# What this task involves
Restate word for word every line from the top of the data below down through the line that holds "accession event type term".

[Saved data entries]
PR #1121, opened 2020-06-15
Add accession events, refs #13315

mcantelon:
This adds support for accession events, based on the Canadian Archival
Accession Information Standard (CAAIS).

* Add new AtoM object type: accession events
* Add accession event type taxonomy
* Add "Physical transfer" accession event type term
* Add method to accession model to get an accession's accession events
* Add ability to add/edit accession events via the web UI
* Add Elasticsearch document type for accession events
* Update accession search/indexing to incorporate accession event
  types, dates, agents, and notes

### DIFF
--- a/data/sql/plugins.qtAccessionPlugin.lib.model.schema.sql
+++ b/data/sql/plugins.qtAccessionPlugin.lib.model.schema.sql
@@ -78,6 +78,56 @@ CREATE TABLE `accession_i18n`
 )Engine=InnoDB;
 
 #-----------------------------------------------------------------------------
+#-- accession_event
+#-----------------------------------------------------------------------------
+
+DROP TABLE IF EXISTS `accession_event`;
+
+
+CREATE TABLE `accession_event`
+(
+	`id` INTEGER  NOT NULL,
+	`type_id` INTEGER,
+	`accession_id` INTEGER,
+	`date` DATE,
+	`source_culture` VARCHAR(16)  NOT NULL,
+	PRIMARY KEY (`id`),
+	CONSTRAINT `accession_event_FK_1`
+		FOREIGN KEY (`id`)
+		REFERENCES `object` (`id`)
+		ON DELETE CASCADE,
+	INDEX `accession_event_FI_2` (`type_id`),
+	CONSTRAINT `accession_event_FK_2`
+		FOREIGN KEY (`type_id`)
+		REFERENCES `term` (`id`)
+		ON DELETE SET NULL,
+	INDEX `accession_event_FI_3` (`accession_id`),
+	CONSTRAINT `accession_event_FK_3`
+		FOREIGN KEY (`accession_id`)
+		REFERENCES `accession` (`id`)
+		ON DELETE CASCADE
+)Engine=InnoDB;
+
+#-----------------------------------------------------------------------------
+#-- accession_event_i18n
+#-----------------------------------------------------------------------------
+
+DROP TABLE IF EXISTS `accession_event_i18n`;
+
+
+CREATE TABLE `accession_event_i18n`
+(
+	`agent` VARCHAR(255),
+	`id` INTEGER  NOT NULL,
+	`culture` VARCHAR(16)  NOT NULL,
+	PRIMARY KEY (`id`,`culture`),
+	CONSTRAINT `accession_event_i18n_FK_1`
+		FOREIGN KEY (`id`)
+		REFERENCES `accession_event` (`id`)
+		ON DELETE CASCADE
+)Engine=InnoDB;
+
+#-----------------------------------------------------------------------------
 #-- deaccession
 #-----------------------------------------------------------------------------
 
--- a/plugins/arElasticSearchPlugin/config/mapping.yml
+++ b/plugins/arElasticSearchPlugin/config/mapping.yml
@@ -78,6 +78,22 @@ mapping:
       subject_id: { type: integer, include_in_all: false }
       type_id: { type: integer, include_in_all: false }
 
+  accession_event:
+    _attributes:
+      i18n: true
+      nested_only: true
+    _partial_foreign_types:
+      type:
+        _i18nFields: [name]
+        dynamic: strict
+      notes:
+        _i18nFields: [content]
+        dynamic: strict
+    dynamic: strict
+    properties:
+      date: { type: date, include_in_all: false }
+      date_string: { type: keyword }
+
   donor:
     _attributes:
       i18nExtra: [actor]
@@ -390,6 +406,7 @@ mapping:
       rawFields:  [title]
       sortFields: [title]
     _foreign_types:
+      accession_events: accession_event
       alternative_identifiers: other_name
       donors: donor
       creators: actor
--- a/plugins/arElasticSearchPlugin/lib/model/arElasticSearchAccession.class.php
+++ b/plugins/arElasticSearchPlugin/lib/model/arElasticSearchAccession.class.php
@@ -25,8 +25,8 @@ class arElasticSearchAccession extends arElasticSearchModelBase
   {
     $accessionIds = QubitPdo::fetchAll(
       'SELECT id FROM '.QubitAccession::TABLE_NAME,
-      array(),
-      array('fetchMode' => PDO::FETCH_COLUMN)
+      [],
+      ['fetchMode' => PDO::FETCH_COLUMN]
     );
 
     $this->count = count($accessionIds);
@@ -36,7 +36,7 @@ class arElasticSearchAccession extends arElasticSearchModelBase
 
   public function populate()
   {
-    $errors = array();
+    $errors = [];
 
     foreach ($this->load() as $key => $id)
     {
@@ -74,7 +74,7 @@ class arElasticSearchAccession extends arElasticSearchModelBase
       self::$statements['accession'] = self::$conn->prepare($sql);
     }
 
-    self::$statements['accession']->execute(array(':id' => $id));
+    self::$statements['accession']->execute([':id' => $id]);
     $data = self::$statements['accession']->fetch(PDO::FETCH_ASSOC);
 
     if (false === $data)
@@ -82,7 +82,7 @@ class arElasticSearchAccession extends arElasticSearchModelBase
       throw new sfException("Couldn't find accession (id: $id)");
     }
 
-    $serialized = array();
+    $serialized = [];
     $serialized['id'] = $id;
     $serialized['slug'] = $data['slug'];
     $serialized['identifier'] = $data['identifier'];
@@ -90,28 +90,30 @@ class arElasticSearchAccession extends arElasticSearchModelBase
     $serialized['createdAt'] = arElasticSearchPluginUtil::convertDate($data['created_at']);
     $serialized['updatedAt'] = arElasticSearchPluginUtil::convertDate($data['updated_at']);
     $serialized['sourceCulture'] = $data['source_culture'];
-    $serialized['i18n'] = self::serializeI18ns($id, array('QubitAccession'));
+    $serialized['i18n'] = self::serializeI18ns($id, ['QubitAccession']);
 
     $sql = "SELECT o.id, o.source_culture, o.type_id FROM ".QubitOtherName::TABLE_NAME." o \r
               INNER JOIN ".QubitTerm::TABLE_NAME." t ON o.type_id=t.id \r
               WHERE o.object_id = ? AND t.taxonomy_id= ?";
-    $params = array($id, QubitTaxonomy::ACCESSION_ALTERNATIVE_IDENTIFIER_TYPE_ID);
+    $params = [$id, QubitTaxonomy::ACCESSION_ALTERNATIVE_IDENTIFIER_TYPE_ID];
 
     foreach (QubitPdo::fetchAll($sql, $params) as $item)
     {
       $serialized['alternativeIdentifiers'][] = arElasticSearchOtherName::serialize($item);
     }
 
-    foreach (QubitRelation::getRelationsBySubjectId($id, array('typeId' => QubitTerm::DONOR_ID)) as $item)
+    foreach (QubitRelation::getRelationsBySubjectId($id, ['typeId' => QubitTerm::DONOR_ID]) as $item)
     {
       $serialized['donors'][] = arElasticSearchDonor::serialize($item->object);
     }
 
-    foreach (QubitRelation::getRelationsByObjectId($id, array('typeId' => QubitTerm::CREATION_ID)) as $item)
+    foreach (QubitRelation::getRelationsByObjectId($id, ['typeId' => QubitTerm::CREATION_ID]) as $item)
     {
       $node = new arElasticSearchActorPdo($item->subject->id);
       $serialized['creators'][] = $node->serialize();
     }
+
+    $serialized['accessionEvents'] = self::getAccessionEvents($id);
 
     return $serialized;
   }
@@ -123,5 +125,61 @@ class arElasticSearchAccession extends arElasticSearchModelBase
     QubitSearch::getInstance()->addDocument($data, 'QubitAccession');
 
     return true;
+  }
+
+  public static function getAccessionEvents($accessionId)
+  {
+    if (!isset(self::$statements['event']))
+    {
+      $sql  = 'SELECT
+                 event.id,
+                 event.type_id,
+                 event.date,
+                 note.id AS note_id
+               FROM '.QubitAccessionEvent::TABLE_NAME.' event
+               INNER JOIN '.QubitNote::TABLE_NAME.' note
+               ON (event.id=note.object_id AND note.type_id=?)
+               WHERE event.accession_id = ?';
+
+      self::$statements['event'] = self::$conn->prepare($sql);
+    }
+
+    self::$statements['event']->execute([QubitTerm::ACCESSION_EVENT_NOTE_ID, $accessionId]);
+
+    $events = [];
+    foreach (self::$statements['event']->fetchAll(PDO::FETCH_ASSOC) as $item)
+    {
+      $event = ['id' => $item['id']];
+
+      $event['date'] = arElasticSearchPluginUtil::normalizeDateWithoutMonthOrDay($item['date']);
+      $event['dateString'] = Qubit::renderDate($item['date']);
+
+      // Serialize type term
+      if ($item['type_id'])
+      {
+        $event['type'] = ['i18n' => arElasticSearchModelBase::serializeI18ns(
+          $item['type_id'],
+          array('QubitTerm'),
+          array('fields' => array('name'))
+        )];
+      }
+
+      // Serialize note
+      if ($item['note_id'])
+      {
+        $event['notes'] = ['i18n' => arElasticSearchModelBase::serializeI18ns(
+          $item['note_id'],
+          array('QubitNote'),
+          array('fields' => array('content'))
+        )];
+      }
+
+      // Serialize accession event i18n data
+      $event['i18n'] = arElasticSearchModelBase::serializeI18ns($item['id'], ['QubitAccessionEvent']);
+
+      $events[] = $event;
+    }
+
+    return $events;
   }
 }
--- a/plugins/arElasticSearchPlugin/lib/model/arElasticSearchModelBase.class.php
+++ b/plugins/arElasticSearchPlugin/lib/model/arElasticSearchModelBase.class.php
@@ -126,8 +126,8 @@ abstract class arElasticSearchModelBase
       }
     }
 
-    // Remove duplicated cultures
-    $i18ns['languages'] = array_unique($i18ns['languages']);
+    // Remove duplicated cultures from language values
+    $i18ns['languages'] = array_unique(array_values($i18ns['languages']));
 
     return $i18ns;
   }
--- a/plugins/qtAccessionPlugin/lib/model/QubitAccessionEvent.php
+++ b/plugins/qtAccessionPlugin/lib/model/QubitAccessionEvent.php
@@ -1,0 +1,31 @@
+<?php
+
+/*
+ * This file is part of the Access to Memory (AtoM) software.
+ *
+ * Access to Memory (AtoM) is free software: you can redistribute it and/or modify
+ * it under the terms of the GNU Affero General Public License as published by
+ * the Free Software Foundation, either version 3 of the License, or
+ * (at your option) any later version.
+ *
+ * Access to Memory (AtoM) is distributed in the hope that it will be useful,
+ * but WITHOUT ANY WARRANTY; without even the implied warranty of
+ * MERCHANTABILITY or FITNESS FOR A PARTICULAR PURPOSE.  See the
+ * GNU General Public License for more details.
+ *
+ * You should have received a copy of the GNU General Public License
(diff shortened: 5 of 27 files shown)


data/sql/plugins.qtAccessionPlugin.lib.model.schema.sql
```diff
@@ -77,6 +77,58 @@ CREATE TABLE `accession_i18n`
...
 )Engine=InnoDB;
 
+#-----------------------------------------------------------------------------
+#-- accession_event
+#-----------------------------------------------------------------------------
+
+DROP TABLE IF EXISTS `accession_event`;
+
+
+CREATE TABLE `accession_event`
```
djjuhasz, line 87: Is there a reason the existing event & event_i18n tables couldn't be used instead of adding new tables?

data/sql/plugins.qtAccessionPlugin.lib.model.schema.sql
```diff
@@ -77,6 +77,58 @@ CREATE TABLE `accession_i18n`
...
+(
+	`id` INTEGER  NOT NULL,
+	`type_id` INTEGER,
+	`accession_id` INTEGER,
+	`date` DATE,
+	`created_at` DATETIME  NOT NULL,
```
djjuhasz: The object table already contains `created_at` and `updated_at` columns, so it seems unnecessary to repeat them here.

plugins/arElasticSearchPlugin/lib/model/arElasticSearchModelBase.class.php
```diff
@@ -126,8 +126,8 @@ public static function serializeI18ns($id, array $classes, $options = array())
       }
     }
 
-    // Remove duplicated cultures
-    $i18ns['languages'] = array_unique($i18ns['languages']);
+    // Remove duplicated cultures from language values
+    $i18ns['languages'] = array_unique(array_values($i18ns['languages']));
```
djjuhasz, line 130: Is `array_values()` necessary here? `array_unique()` only compares array values anyway.

plugins/qtAccessionPlugin/lib/model/QubitAccession.php
```diff
@@ -226,4 +226,22 @@ public function getAlternativeIdentifiers()
 
     return $otherNames;
   }
+
+  /**
+   * Get events
+   */
+  public function getEvents()
+  {
+    $events = [];
```
djjuhasz: I think you can just call `return $this->_get('accessionEvents')` here - it's implemented as part of the Propel model in the `BaseAccession::_get()` method.

plugins/qtAccessionPlugin/lib/model/om/BaseAccession.php
```diff
@@ -159,6 +164,23 @@ public function __get($name)
       return $this->refFkValues['accessionI18ns'];
     }
 
+    if ('accessionEvents' == $name)
+    {
+      if (!isset($this->refFkValues['accessionEvents']))
```
djjuhasz, line 169: Here's the `__get('accessionEvents')` auto-generated code.

plugins/qtAccessionPlugin/modules/accession/actions/eventsComponent.class.php
```diff
@@ -0,0 +1,147 @@
...
+        }
+
+        $event->accessionId = $this->resource->id;
+        $event->typeId = $item['eventType'];
+        $event->date = empty($item['date']) ? null : $item['date'];
+        $event->agent = $item['agent'];
+        $event->save();
+
+        // Store note as property
+        $property = $event->getPropertyByName('accessionEventNote');
```
djjuhasz: Why not use the `note` table here instead of the `property` table?

plugins/qtAccessionPlugin/modules/accession/actions/eventsComponent.class.php
```diff
@@ -0,0 +1,147 @@
...
+        $property->objectId = $event->id;
+        $property->name = 'accessionEventNote';
+        $property->value = $item['note'];
+        $property->save();
+      }
+    }
+
+    // Delete the old alternative identifiers if they don't appear in the table (removed by multiRow.js)
```
djjuhasz: Nitpick: This comment needs to be updated ;)

plugins/qtAccessionPlugin/modules/accession/templates/_events.php
```diff
@@ -0,0 +1,89 @@
...
+  <tfoot>
+    <tr>
+      <td colspan="4"><a href="#" class="multiRowAddButton"><?php echo __('Add new') ?></a></td>
+    </tr>
+  </tfoot>
+
+</table>
+
+<div class="description">
+  <?php echo __('<strong>Type:</strong> Enter a name for the alternative identifier field that indicates its purpose and usage.<br/><strong>Agent:</strong> Enter the agent associated with the event.') ?>
```
djjuhasz: This needs to be updated.

djjuhasz (changes requested):
A couple of questions and comments for you @mcantelon.

data/sql/plugins.qtAccessionPlugin.lib.model.schema.sql
mcantelon: The event model represents a date range, rather than just a single date, and agents aren't necessarily AtoM actors or users. I think Steve also came to the conclusion that it wouldn't be good to try to use the existing event table.

data/sql/plugins.qtAccessionPlugin.lib.model.schema.sql
mcantelon: Good call. I'll nix those.

plugins/arElasticSearchPlugin/lib/model/arElasticSearchModelBase.class.php
mcantelon: There's a weird issue I ran into that necessitated this...

The TLDR is that not having that would result, in some cases, in data like this for languages:

`array(0 => 'en', 2 => 'fr')`

rather than

`array(0 => 'en', 1 => 'fr')`

And Elastica would index the former differently than the latter and an ES parse error would result.

plugins/qtAccessionPlugin/lib/model/QubitAccession.php
mcantelon: Nice!

plugins/qtAccessionPlugin/modules/accession/actions/eventsComponent.class.php
mcantelon: I think the CAAIS spec allows for just one note (http://archivescanada.ca/CWG_AccessionStandard#5.1_e) so I was using property to keep it simple, but I could do it with note too. I guess using note would be more future proof in case they update the spec.

data/sql/plugins.qtAccessionPlugin.lib.model.schema.sql
djjuhasz: Hmm, I do wonder if it's a good idea to make the agent column a varchar rather than a related entity like authority records, donors, and rights holders. 🤔 There are pros and cons with either design of course, but I'm not clear why agent doesn't follow the established pattern.

Anyway, I don't consider it a blocker if you and Steve decided a new table is necessary, and agent should be varchar column.

plugins/arElasticSearchPlugin/lib/model/arElasticSearchModelBase.class.php
djjuhasz: Ahh, okay.  Thanks for the explanation. :)

plugins/arElasticSearchPlugin/config/mapping.yml
```diff
@@ -74,6 +74,16 @@ mapping:
       subject_id: { type: integer, include_in_all: false }
       type_id: { type: integer, include_in_all: false }
 
+  accession_event:
+    _attributes:
+      i18n: true
+      i18nExtra: [property, term]
+      nested_only: true
+    dynamic: true
```
jraddaoui: Why dynamic? I think it's better to have full control over the mapping fields.

PS. I don't know why we have it on the `donors` too but all others are set to strict.

plugins/arElasticSearchPlugin/config/mapping.yml
```diff
@@ -74,6 +74,16 @@ mapping:
       subject_id: { type: integer, include_in_all: false }
       type_id: { type: integer, include_in_all: false }
 
+  accession_event:
+    _attributes:
+      i18n: true
+      i18nExtra: [property, term]
```
jraddaoui: Not a big deal but this extra i18n fields are normally used to get the values from inheritance tables, like the actor row for a repository. In the end it works but it's a bit confusing to mix the i18n fields in this case, where they are different entities. It also disables the option to add different configuration to those fields, for example, you may need to make the property value a nested field to search over two fields from the same property (similar to the actor relations issue we discussed a while ago).

In the end, it's probably not an issue in this case, so maybe it's enough to clarify the note in the initial comments to reflect this kind of behavior:

> - i18nExtra: to append i18n fields from other tables (used for inheritance and related resources)

plugins/arElasticSearchPlugin/lib/model/arElasticSearchModelBase.class.php
jraddaoui: That's my bad, thanks @mcantelon!

plugins/arElasticSearchPlugin/lib/model/arElasticSearchAccession.class.php
```diff
@@ -124,4 +126,52 @@ public static function update($object)
...
+    self::$statements['event']->execute(array($accessionId));
+
+    $events = array();
+    foreach (self::$statements['event']->fetchAll(PDO::FETCH_ASSOC) as $item)
+    {
+      $event = array(
+        'id' => $item['id'],
+        'typeId' => $item['type_id'],
+        'date' => $item['date'],
+        'dateString' => $item['date']);
```
jraddaoui: I think we need to normalize this dates, like we do for events ...

```php
$serialized['startDate'] = arElasticSearchPluginUtil::normalizeDateWithoutMonthOrDay($event->start_date);
$serialized['startDateString'] = Qubit::renderDate($event->start_date);
```

plugins/qtAccessionPlugin/lib/model/QubitAccessionEvent.php
```diff
@@ -0,0 +1,37 @@
...
+ *
+ * 
+ *
+ * You should add additional methods to this class to meet the
+ * application requirements.  This class will only be generated as
+ * long as it does not already exist in the output directory.
+ *
+ * @package    plugins.qtAccessionPlugin.lib.model
+ */
+class QubitAccessionEvent extends BaseAccessionEvent {
```
jraddaoui: New line for the bracket and no empty line before the first function.

plugins/qtAccessionPlugin/lib/model/QubitAccessionEvent.php
```diff
@@ -0,0 +1,37 @@
...
+      return $note;
+    }
+    else
+    {
+      $note = new QubitNote;
+      $note->objectId = $this->id;
+      $note->typeId = QubitTerm::ACCESSION_EVENT_NOTE_ID;
+
+      return $note;
+    }
```
jraddaoui: Returning a placeholder note is not something we usually do. Not a big deal but if you need it, you could remove the else block since you're returning in the first condition.

```php
if ($note = QubitNote::getOne($criteria))
{
  return $note;
}

$note = new QubitNote;
$note->objectId = $this->id;
$note->typeId = QubitTerm::ACCESSION_EVENT_NOTE_ID;

return $note;
```

plugins/qtAccessionPlugin/lib/model/QubitAccessionEvent.php
```diff
@@ -0,0 +1,37 @@
+<?php
+
+
```
jraddaoui: One extra empty line.

jraddaoui: Also, missing the ` * This file is part of the Access to Memory (AtoM) software...` comment.

plugins/qtAccessionPlugin/lib/model/QubitAccessionEvent.php
```diff
@@ -0,0 +1,37 @@
...
+/**
+ * Skeleton subclass for representing a row from the 'accession_event' table.
+ *
+ * 
+ *
```
jraddaoui, line 10: Two extra empty lines.

plugins/qtAccessionPlugin/lib/model/QubitAccessionEventI18n.php
```diff
@@ -0,0 +1,17 @@
+<?php
+
+
+/**
+ * Skeleton subclass for representing a row from the 'accession_event_i18n' table.
+ *
+ * 
+ *
```
jraddaoui: Same issues than in QubitAccessionEvent.php.

plugins/qtAccessionPlugin/lib/model/QubitAccessionEventI18n.php
```diff
@@ -0,0 +1,17 @@
...
+ * You should add additional methods to this class to meet the
+ * application requirements.  This class will only be generated as
+ * long as it does not already exist in the output directory.
+ *
+ * @package    plugins.qtAccessionPlugin.lib.model
+ */
+class QubitAccessionEventI18n extends BaseAccessionEventI18n {
```
jraddaoui: New line for the bracket. No empty line inside the empty class?

plugins/qtAccessionPlugin/lib/model/QubitAccessionEventI18n.php
jraddaoui: I think you copied the comments from the auto-generated table map class. Check the other custom model classes, as we add the other comment at the beginning.

plugins/arElasticSearchPlugin/config/mapping.yml
jraddaoui: In the end, it looks like you only need the term name and the property value. I think `_partial_foreign_types` is a better fit than `i18nExtra` for this fields.

jraddaoui (changes requested):
Great work @mcantelon!

lib/task/migrate/migrations/arMigration0183.class.php
```diff
@@ -0,0 +1,65 @@
...
+    $term->id = QubitTerm::ACCESSION_EVENT_NOTE_ID;
+    $term->parentId = QubitTerm::ROOT_ID;
+    $term->taxonomyId = QubitTaxonomy::NOTE_TYPE_ID;
+    $term->sourceCulture = 'en';
+    $term->setName('Accession event note', array('culture' => 'en'));
+    $term->save();
+
+    return true;
+  }
+}
```
jraddaoui: I just thought, we're missing the new tables creation on the migration process!

plugins/arElasticSearchPlugin/config/mapping.yml
mcantelon: Nice... I've reworked it with `_partial_foreign_types` and it's definitely cleaner.

plugins/arElasticSearchPlugin/config/mapping.yml
mcantelon: Fixed!

mcantelon:
Hi @djjuhasz and @jraddaoui ... I've reworked things incorporating your feedback. Let me know if you spot anything else that might use tweaking!

plugins/arElasticSearchPlugin/lib/model/arElasticSearchAccession.class.php
```diff
@@ -135,39 +135,43 @@ public static function getAccessionEvents($accessionId)
...
+      $event['dateString'] = Qubit::renderDate($item['date']);
 
-      // Serialize event type term's i18n data
-      $i18nFields = arElasticSearchModelBase::serializeI18ns($item['type_id'], array('QubitTerm'));
+      // Serialize type term
+      if ($item['type_id'])
+      {
+        $node = new arElasticSearchTermPdo($item['type_id']);
+        $serialized = $node->serialize();
+        $event['type'] = ['i18n' => $serialized['i18n']];
```
jraddaoui: I think this could add other fields apart from the name and there is no need to serialize the entire term. Now that you're using partial foreign types, you could serialize only the required field with ...

```php
$event['type'] = ['i18n' => arElasticSearchModelBase::serializeI18ns(
  $item['type_id'],
  array('QubitTerm'),
  array('fields' => array('name'))
)];
```

plugins/arElasticSearchPlugin/lib/model/arElasticSearchAccession.class.php
```diff
@@ -135,39 +135,43 @@ public static function getAccessionEvents($accessionId)
...
 
-      // Serialize note property's i18n data and merge in event type i18n data
-      if ($item['property_id'])
+      // Serialize note
+      if ($item['note_id'])
       {
-        $i18nFields = arElasticSearchModelBase::serializeI18ns($item['property_id'], array('QubitProperty'), array('merge' => $i18nFields));
+        $object = new stdClass;
+        $object->id = $item['note_id'];
+        $event['notes'] = arElasticSearchNote::serialize($object);
```
jraddaoui: Same in here.

jraddaoui (changes requested):
Thanks @mcantelon!

jraddaoui:
@mcantelon, also, don't forget about https://github.com/artefactual/atom/pull/1121#discussion_r441058290.

lib/task/migrate/migrations/arMigration0183.class.php
sbreker: In case we need to pick this feature to another branch that is < 2.6.x, this migration perhaps should also check if these terms and DB changes exist already?

jraddaoui:
@mcantelon, I took your migration number :stuck_out_tongue_closed_eyes:

Please, move it to 184, thanks!

lib/task/migrate/migrations/arMigration0183.class.php
mcantelon: Thanks guys... I've made the migration idempotent.

mcantelon:
Thanks @jraddaoui ! I've updated the PR.

lib/task/migrate/migrations/arMigration0184.class.php
```diff
@@ -0,0 +1,132 @@
...
+                REFERENCES `term` (`id`)
+                ON DELETE SET NULL,
+        INDEX `accession_event_FI_3` (`accession_id`),
+        CONSTRAINT `accession_event_FK_3`
+                FOREIGN KEY (`accession_id`)
+                REFERENCES `accession` (`id`)
+                ON DELETE CASCADE
+)Engine=InnoDB;
+
+CREATE TABLE `accession_event_i18n`
```
jraddaoui: CREATE TABLE IF NOT EXISTS

lib/task/migrate/migrations/arMigration0184.class.php
```diff
@@ -0,0 +1,132 @@
...
+
+sql;
+
+    // Add accession event type taxonomy if it doesn't exist
+    $sql = "SELECT * FROM ".QubitTaxonomyI18n::TABLE_NAME."
+              WHERE name='Accession event type'
+              AND culture='en'
+              AND id=?";
+
+    if (null == QubitPdo::fetchOne($sql, array(QubitTaxonomy::ACCESSION_EVENT_TYPE_ID)))
```
jraddaoui: Optimizations getting into your head, I know the feeling lately, hehehe. I think it would have been okay with `QubitTaxonomy::getById()`. Also, really unlikely but the name may have changed, I'd use only the id to query over the taxonomy table.

jraddaoui: And similar for the terms below ;)

plugins/qtAccessionPlugin/lib/model/map/AccessionEventI18nTableMap.php
```diff
@@ -1,18 +1,22 @@
...
- * (i.e. if it's a text column type).
+ * Access to Memory (AtoM) is distributed in the hope that it will be useful,
+ * but WITHOUT ANY WARRANTY; without even the implied warranty of
+ * MERCHANTABILITY or FITNESS FOR A PARTICULAR PURPOSE.  See the
+ * GNU General Public License for more details.
  *
- * @package    plugins.qtAccessionPlugin.lib.model.map
+ * You should have received a copy of the GNU General Public License
+ * along with Access to Memory (AtoM).  If not, see <http://www.gnu.org/licenses/>.
  */
```
jraddaoui: This will probably be removed the next time we build the models. I think we don't add the default comment in this classes for that reason.

jraddaoui (changes requested):
Thanks @mcantelon!!

lib/task/migrate/migrations/arMigration0184.class.php
mcantelon: Yeah, you're right... `getById` makes sense for QubitTaxonomy given users can add to it. For the terms, however, wouldn't there be, without a name check, the risk that a user had added a custom term using the ID?

mcantelon:
Hi @jraddaoui ... I've updated the PR except for https://github.com/artefactual/atom/pull/1121#discussion_r442533444 which I wanted to get your take on!

lib/task/migrate/migrations/arMigration0184.class.php
jraddaoui: Oh, I didn't think about that, great point @mcantelon. Moreover, without being protected terms, the name could have changed. Should they be protected? We're getting quite edgy in here knowing that this will be partially cherry picked to a 2.5.4 version, so it's probably okay as it was.

@sbreker, if we don't protect the terms in the end, we should at least notify that the term names shouldn't be changed for the 2.6 upgrade to work properly.

jraddaoui: @mcantelon, you could add an extra condition over the `taxonomy_id` to those term queries to reduce a bit the risk.

Also, do you know if we need the same checks on arMigration0179? (@sbreker and @djjuhasz too)

https://github.com/artefactual/atom/blob/qa/2.6.x/lib/task/migrate/migrations/arMigration0179.class.php

mcantelon: Yeah, might be good to add those checks to arMigration0179. I'll make a separate PR for that.

I've made the two terms added by migration 184 protected and added taxonomy_id checks for both.

mcantelon:
Hi @jraddaoui ... I've updated the PR. Thanks for the recommendations!

fiver-watson:
Hey @mcantelon  - just a quick reminder... We've reached code freeze for new features in qa/2.6.x, so we are likely going to target this enhancement for 2.7. In which case, please remember to keep this on a branch until we release 2.6 and create a new qa/2.7.x branch? Thanks!

mcantelon:
@fiver-watson Sounds good... thanks!

mcantelon:
I'm rebasing this so I can cherry-pick it to an internal repo so QA can be done on it (given that we can't merge anything into the AtoM 2.6 branch given we're in code freeze).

# Task output
PR #1121, opened 2020-06-15
Add accession events, refs #13315

mcantelon:
This adds support for accession events, based on the Canadian Archival
Accession Information Standard (CAAIS).

* Add new AtoM object type: accession events
* Add accession event type taxonomy
* Add "Physical transfer" accession event type term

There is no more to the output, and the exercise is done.